Niko's manufacturing Income Statement is presented in the next table ( units sold 750,000)
Per Unit Total
Sales $48.00 $36,000,000
Variable Costs
Direct Materials $14.00 $10,500,000.00
Direct Labor $10.00 $7,500,000.00
Factor Overhead $3.50 $2,625,000.00
Selling $1.50 $1,125,000.00
Total Variable Cost $21,750,000.00
Fixed Cost
Overhead $5.27 $3,950,000.00
Selling $4.67 $3,500,000.00
Administrative $6.53 $4,900,000.00
Total Fixed Costs $12,350,000.00
Pre Tax Income $1,900,000.00
Required
Calculate Contribution Margin per unit
Calculate Contribution Margin Ratio
Calculate Break Even Point in units
Calculate Break Even Point in $sales
What is the actual % margin of safety in units?
What is the actual % margin of safety in $sales?

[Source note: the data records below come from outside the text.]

PR #7604, opened 2025-07-10
feat (chatbot): Seed conversation with context from the active page

ericpgreen2:
This PR makes the chatbot *context-aware* by detecting what page/dashboard users are viewing and seeding new conversations with relevant system messages.

Note: As a short-term measure, this PR knowingly adds complexity to `runtime/completion.go`. Going forward, the plan is to extract context-specific prompting and tooling into a dedicated "agent" abstraction. This will be implemented in a subsequent PR.

image

**Checklist:**
- [x] Covered by tests
- [x] I'm proud of this work!


proto/rill/runtime/v1/api.proto
```diff
@@ -898,6 +898,12 @@ message Message {
   google.protobuf.Timestamp updated_on = 5;
 }
 
+// Application context for AI conversations
+message AppContext {
+  string context_type = 1;
```
k-anshul: It will be good to add an ENUM for this ?

runtime/completion.go
```diff
@@ -145,6 +168,115 @@ func (r *Runtime) ensureConversation(ctx context.Context, instanceID, ownerID, c
...
+		return nil, nil
+	}
+
+	switch appContext.ContextType {
+	case "general_chat":
+		return r.processGeneralChatContext(ctx, instanceID, appContext.ContextMetadata, toolService)
+	case "explore_dashboard":
+		return r.processExploreDashboardContext(ctx, instanceID, appContext.ContextMetadata, toolService)
+	default:
+		return nil, nil // Unknown context type, no processing
```
k-anshul: Maybe return an error ?

runtime/completion.go
```diff
@@ -145,6 +168,115 @@ func (r *Runtime) ensureConversation(ctx context.Context, instanceID, ownerID, c
...
+		Content: []*aiv1.ContentBlock{{
+			BlockType: &aiv1.ContentBlock_Text{
+				Text: fmt.Sprintf("Available metrics views: %s", result),
+			},
+		}},
+	}}, nil
+}
+
+// processExploreDashboardContext provides specific dashboard context
+func (r *Runtime) processExploreDashboardContext(ctx context.Context, instanceID string, metadata *structpb.Struct, toolService ToolService) ([]*runtimev1.Message, error) {
```
k-anshul, line 185: What about canvas ?

runtime/completion.go
```diff
@@ -145,6 +168,115 @@ func (r *Runtime) ensureConversation(ctx context.Context, instanceID, ownerID, c
...
+	}
+
+	explore := exploreResource.GetExplore()
+	if explore == nil || explore.State == nil || explore.State.ValidSpec == nil {
+		return nil, fmt.Errorf("explore '%s' does not have a valid spec", dashboardName)
+	}
+
+	metricsViewName := explore.State.ValidSpec.MetricsView
+
+	// Verify that the MetricsView resource exists before calling tools
```
k-anshul: I think this is not necessary. If a explore has a valid spec then metrics view must exist ?

proto/rill/runtime/v1/api.proto
```diff
@@ -936,6 +943,8 @@ message ListConversationsResponse {
 message GetConversationRequest {
   string instance_id = 1 [(validate.rules).string = {pattern: "^[_\\-a-zA-Z0-9]+$"}];
   string conversation_id = 2;
+  // Whether to include system messages in the response (defaults to false for UI use)
+  optional bool include_system_messages = 3;
```
k-anshul: Optional is not necessary and usually only used when `nil` is different from default value. In this case the default value of false is same as nil.

runtime/drivers/catalog.go
```diff
@@ -107,11 +107,13 @@ type InstanceHealth struct {
...
 type Conversation struct {
-	ID        string    `db:"conversation_id"`
-	OwnerID   string    `db:"owner_id"`
-	Title     string    `db:"title"`
-	CreatedOn time.Time `db:"created_on"`
-	UpdatedOn time.Time `db:"updated_on"`
+	ID                     string    `db:"conversation_id"`
+	OwnerID                string    `db:"owner_id"`
+	Title                  string    `db:"title"`
+	AppContextType         *string   `db:"app_context_type"`
```
k-anshul: So far in the code we try to avoid using nullable columns unless nullable has some meaning different from empty string and try to look for empty string to check the presence of the field.

runtime/drivers/catalog.go
```diff
@@ -107,11 +107,13 @@ type InstanceHealth struct {
...
+	AppContextMetadataJSON *string   `db:"app_context_metadata_json"`
```
k-anshul: If we are saving the app context as system msg then why is this still required ?
Doesn't seem to be getting used anywhere as well.

runtime/completion.go
```diff
@@ -145,6 +168,115 @@ func (r *Runtime) ensureConversation(ctx context.Context, instanceID, ownerID, c
...
 }
 
+// processAppContext processes the app context and generates contextual system messages
+func (r *Runtime) processAppContext(ctx context.Context, instanceID string, appContext *runtimev1.AppContext, toolService ToolService) ([]*runtimev1.Message, error) {
+	if appContext == nil {
+		return nil, nil
+	}
+
+	switch appContext.ContextType {
+	case "general_chat":
```
k-anshul: Is this necessary? Listing of all metrics views is something that will anyways happen ?

k-anshul (changes requested):

runtime/drivers/catalog.go
ericpgreen2: It's a bit of future-proofing, but a couple reasons come to mind:
1. When listing conversations in the UI, there's a chance we only show conversations from the current app context
2. When doing evals, it'll be helpful to filter/segment conversations by their app context

runtime/completion.go
ericpgreen2: I've just removed this case for now. I'll add it back when we actually add UI for a project-level chat. (We _will_ want to have a custom system message for this case.)

runtime/completion.go
ericpgreen2: Currently I have `app_context` as an optional parameter in the API request. Given it's optional, this shouldn't error. (However, debatably `AppContext` shouldn't be optional.)
image

runtime/completion.go
ericpgreen2: At the moment we don't show the chatbot on the Canvas page. I'll add it to the UI & add a Canvas-specific system message in a later PR.

runtime/drivers/catalog.go
```diff
@@ -110,8 +110,8 @@ type Conversation struct {
 	ID                     string    `db:"conversation_id"`
 	OwnerID                string    `db:"owner_id"`
 	Title                  string    `db:"title"`
-	AppContextType         *string   `db:"app_context_type"`
-	AppContextMetadataJSON *string   `db:"app_context_metadata_json"`
+	AppContextType         string    `db:"app_context_type"`
```
k-anshul, line 113: Given these are not pointers now it will be good to also include not null clause in the migration sql.

runtime/completion.go
k-anshul: But that is handled with `nil` check a few lines above this code. 
But I think it is fine to skip context processing now since client won't be able to set any random type.

PR #7612, opened 2025-07-10
chore(docs): Remove unused `sidebar` dependency

ericpgreen2:
Removes the `sidebar` package and its dependency the `bootstrap` package, which [Dependabot called out as having a Moderate vulnerability](https://github.com/rilldata/rill/security/dependabot/187). The `sidebar` package was not actually used anywhere in our docs.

Calculate actual Degree of Operating Leverage
If Niko’s pretax income goal is 9 million, how much units the company needs to sale
If Niko’s pretax income goal is 9 million, how much will be the $sales
A new technology will increase the operations’ efficiency. This new technique will reduce the direct material cost per unit by $1.00 and the direct labor cost by $.50, but will increase the fixed overhead cost by 1.5 million. The company is considering the implantation of this new technology.
Using this new data:
Calculate Contribution Margin per unit
Calculate Contribution Margin Ratio
Calculate Break Even Point in units
Calculate Break Even Point in $sales
Calculate Degree of Operating Leverage (with sales of 750,000 units)
Is the new technology a good decision?
How you explain the change in degree of operating leverage?